What exactly is a TCP window size? The TCP window size is a throttling mechanism built into the TCP protocol to avoid overloading the recipient. In order to demonstrate this, let’s consider the following example. Computer A wants to send data to computer B over TCP port 3999. Here’s how the communication will typically look like:
But what happens if, for example, computer B cannot handle the incoming traffic at that particular moment (e.g. due to temporary server overload)?
This is exactly what the TCP Window Size aims to solve. In every packet that is sent by the client or server, it specifies a Window Size that is set by the packet sender to indicate how many bytes the sender is willing to accept in return.
When the TCP window size reaches zero (due to overload or hacking), the recipient of the packet will periodically poll the sender of the packet to see if it has become available again (i.e. if the Window Size has since grown) and if it has, the sender will finally send the requested data.
It’s absolutely normal for computers to become busy at times and use this mechanism to throttle their communications.
However, in our case, since the Protokube Gossip DNS uses a mesh topology, things can look very different and that’s exactly what happened in our case:
In our mesh topology, if computer B becomes temporarily busy for any reason, it will immediately overload all connections in its DNS Gossip network because all nodes that try to publish their DNS cache to computer B will become overloaded by other nodes trying to poll it at the same time. This resulted in a cascade of overloads that was made worse as more nodes got added to the network. More nodes meant exponentially more connections.
Due to the constant polling as a consequence of even a small initial overload, a small issue eventually spiraled to a point where the window size reached 0 and the network would come to a halt.
The solution I discovered was to run a script that loops through all nodes in a cluster, connects to them and kills the Protokube Daemon to force Kubernetes to restart every Protokub pod. The script ran pretty fast allowing for more nodes to become available and respond to the Gossip requests. After all nodes on the cluster went through this process, the cluster was back online and the extremely heavy load diminished.
We also reduced the number of servers by using more powerful ones. This reduced the overall node count and possible connections on the Gossip mesh thereby lowering the risk of overloading it.
Fewer nodes means less gossip which means less chance of failure.
Although this indeed solved the problem, the real long-term solution for production environments is to abandon Gossip DNS completely and switch to better techniques such as the AWS Route53 service.
Just as a side note, the very same throttling mechanism can and is being used by hackers to attack servers and services by causing a DoS attack. The idea is by sending multiple request packets to a server and setting the TCP window size to zero or to a low value, it forces the server to hold the connection open for long periods of time. Such attacks are known as Socketstress. A similar attack that operates in higher layers of the communication is the Slowloris attack. This works by requesting a resource but doesn’t allow the server to return it properly – causing a large number of connections to be left open and idle.

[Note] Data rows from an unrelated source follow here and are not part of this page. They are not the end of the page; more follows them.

PR #14660, opened 2021-04-26
Shotgun Shell rebalance

dzahlus:
## About The Pull Request
Reduces raw damage of slugs and gives them AP as compensation
Increases raw damage of buck and slightly increases damage falloff

## Why It's Good For The Game
Slugs are just straight up the strongest ranged non antag weapon, kind of fucked up when it's so good nothing else gets used, this gives it AP so it's a viable alternative for armored targets instead of just better than everything. With buckshot now outdamaging slugs, before buckshot did 45 damage if every single pellet hit point blank, now it does 51 because rounding and has -10 AP.

## Changelog
:cl:
balance: rebalanced buckshot and and slugs to be more competitive to eachother
balance: Buckshot damage increase from 7.5 to 8.5 totaling 51 damage point blank -10 AP
balance: Slug damage decreased from 50 to 40, 30 AP given as compensation
/:cl:

### DIFF
--- a/code/modules/projectiles/projectile/bullets/shotgun.dm
+++ b/code/modules/projectiles/projectile/bullets/shotgun.dm
@@ -1,6 +1,7 @@
 /obj/item/projectile/bullet/shotgun_slug
 	name = "12g shotgun slug"
-	damage = 50
+	damage = 30
+	armour_penetration = 30
 	sharpness = SHARP_POINTY
 	wound_bonus = 0
 
--- a/code/modules/projectiles/projectile/bullets/shotgun.dm
+++ b/code/modules/projectiles/projectile/bullets/shotgun.dm
@@ -87,12 +87,13 @@
 	return BULLET_ACT_HIT
 
 /obj/item/projectile/bullet/pellet
-	var/tile_dropoff = 0.45
+	var/tile_dropoff = 0.5
 	var/tile_dropoff_s = 1.25
 
 /obj/item/projectile/bullet/pellet/shotgun_buckshot
 	name = "buckshot pellet"
-	damage = 7.5
+	damage = 8.5
+	armour_penetration = -10
 	wound_bonus = 5
 	bare_wound_bonus = 5
 	wound_falloff_tile = -2.5 // low damage + additional dropoff will already curb wounding potential anything past point blank
--- a/code/modules/projectiles/projectile/bullets/shotgun.dm
+++ b/code/modules/projectiles/projectile/bullets/shotgun.dm
@@ -1,6 +1,6 @@
 /obj/item/projectile/bullet/shotgun_slug
 	name = "12g shotgun slug"
-	damage = 30
+	damage = 40
 	armour_penetration = 30
 	sharpness = SHARP_POINTY
 	wound_bonus = 0


silicons:
>30

dzahlus:
> > 30

You and I both know slugs are overpowered, and judging from the reactions of OOC to the opening of this PR everyone agrees, 30 damage seems low, its a 4 hit crit, but you have to remember that it now has 30 AP. I'm willing to bump it to 35, for a 3 hit crit to most targets, remind you that armor is kind of rare and a bullet armor level over 3 is even rarer.

keronshb:
> 
> 
> > 30

As a comparison, .38 lethals do 25 damage and fire 6 similarly long range shots with -20 wound bonus.  Currently Slugs can do the same but fire off 6, 50 damage long range shots which don't have a negative wound bonus.

They both have speedloaders (speedloaders for the .38 and stripperclips for the shotgun).  So I don't think 30 really is that far off the mark.

DeltaFire15:
Most shotguns require both hands to use in combat and / or need to be racked after every shot, making them not exactly the same as the det's revolver which can be used in tandem with other weaponry and does not require racking.

Anyways, onto the actual balancing of the PR:
I'm personally not really opposed to making slugs a more anti-armor weapon, though unsure if the base damage should be reduced by that much.. (For reference: This currently makes them worse than current slugs at anything below ~60 armor rating) Then again, 50 damage on a single limb with one hit is pretty wack.
Don't think the buckshot stuff is needed though.

dzahlus:
> Most shotguns require both hands to use in combat and / or need to be racked after every shot, making them not exactly the same as the det's revolver which can be used in tandem with other weaponry and does not require racking.
> 
> Anyways, onto the actual balancing of the PR:
> I'm personally not really opposed to making slugs a more anti-armor weapon, though unsure if the base damage should be reduced by that much.. (For reference: This currently makes them worse than current slugs at anything below ~60 armor rating) Then again, 50 damage on a single limb with one hit is pretty wack.
> Don't think the buckshot stuff is needed though.

I put the damage at 40 now, my issue was that 2 slugs put you to crit, aswell as funny disembowel because of the extreme damage. As for buckshot nobody is using it, theres no reason to use buckshot when slugs do 50 damage and have better range. Mind you you need to poin blank hit every single pellet to do 51 damage with this PR, right now its 45 damage which is underwhelming in my opinion for hitting that sweet PB.

silicons:
after further thought i'm onboard with trying this...
... after combat balance pr is merged.

the hard truth is that even after that a lot of antagonists will be straight up bullshit to fight with current state of security gear (warops, ninjas, etc).
even after it'll only be slightly better.

Poojawa:
round and round the balance machine goes

DeltaFire15:
@silicons current opinion on this? Would rather get this out of the backlog

Change in general seems reasonable, slugs being more AP-oriented (more effective damage than before at 21+ armor) whilst buckshot is shortrange scatter weak(er) against armor.

DeltaFire15:
Grrr I have heard nothing from anyone since I last commented so I guess I'm just closing this because the current state seems okay.

PR #14674, opened 2021-05-02
[ATMOS CHANGE TESTMERGE THIS OH GOD] adds multiz_accessible_levels infinite loop guard, reworks atmos adjacent turfs proc 

silicons:
- atmos adjacent proc no longer scans multiz and is probably more efficient in general
- get_multiz_accessible_levels is now guarded against infinite loops

the gains of multiz scans are heavily outweighed by the following:

because we don't have a realistic canatmospass that won't be horrific in performance for diagonals (or god forbid, multiz diagonals) that isn't going to be slow as sin, 
each diagonal check on the same zlevel requires 2 steps. when doing 4 diagonals, you're doing a best case of 4 checks to a worst case of 8 checks.

each up/down diagonal check is just as expensive. you have 4 + 4 = 8 of these. this brings access count up to 16 + 8 = 24
now, for the CORNERS of a 3x3x3 blocks, you are now doing: 3 possible first steps, 2 possible second steps, and 1 possible third steps.
3 + 3 * 2 + 3 * 1 = 12 possible checks. 12 * 8 corners = !!48!! checks, **bringing the access count up to 72.**

it's not worth it.
it just isn't.

@Putnam3145 please check my code.

### DIFF
--- a/code/modules/atmospherics/environmental/LINDA_system.dm
+++ b/code/modules/atmospherics/environmental/LINDA_system.dm
@@ -44,7 +44,7 @@
 	return FALSE
 
 /turf/proc/ImmediateCalculateAdjacentTurfs()
-	var/canpass = CANATMOSPASS(src, src) 
+	var/canpass = CANATMOSPASS(src, src)
 	var/canvpass = CANVERTICALATMOSPASS(src, src)
 	for(var/direction in GLOB.cardinals_multiz)
 		var/turf/T = get_step_multiz(src, direction)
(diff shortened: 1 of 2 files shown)


Putnam3145:
Uhh, to be clear, reading the code I don't see multi-Z atmos support... at all? cause multi-Z atmos totally works right now, and we even use it for... one or two maps. Of course, if it doesn't work, that's not a terrible loss, just requires some minor reworking, but yeah.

To summarize, we initially thought we needed to increase nodes to handle our growing needs, but this caused the network to come to a halt. After investigating, we found the culprit to be the way Gossip DNS is implemented in Protokube. Counter-intuitively, by reducing the number of nodes and forcing K8s to restart all Protokube pods in a cluster, we were able to scale without sacrificing performance (or any children). However, even this was a short-term solution and we eventually abandoned Gossip DNS for a dedicated DNS server.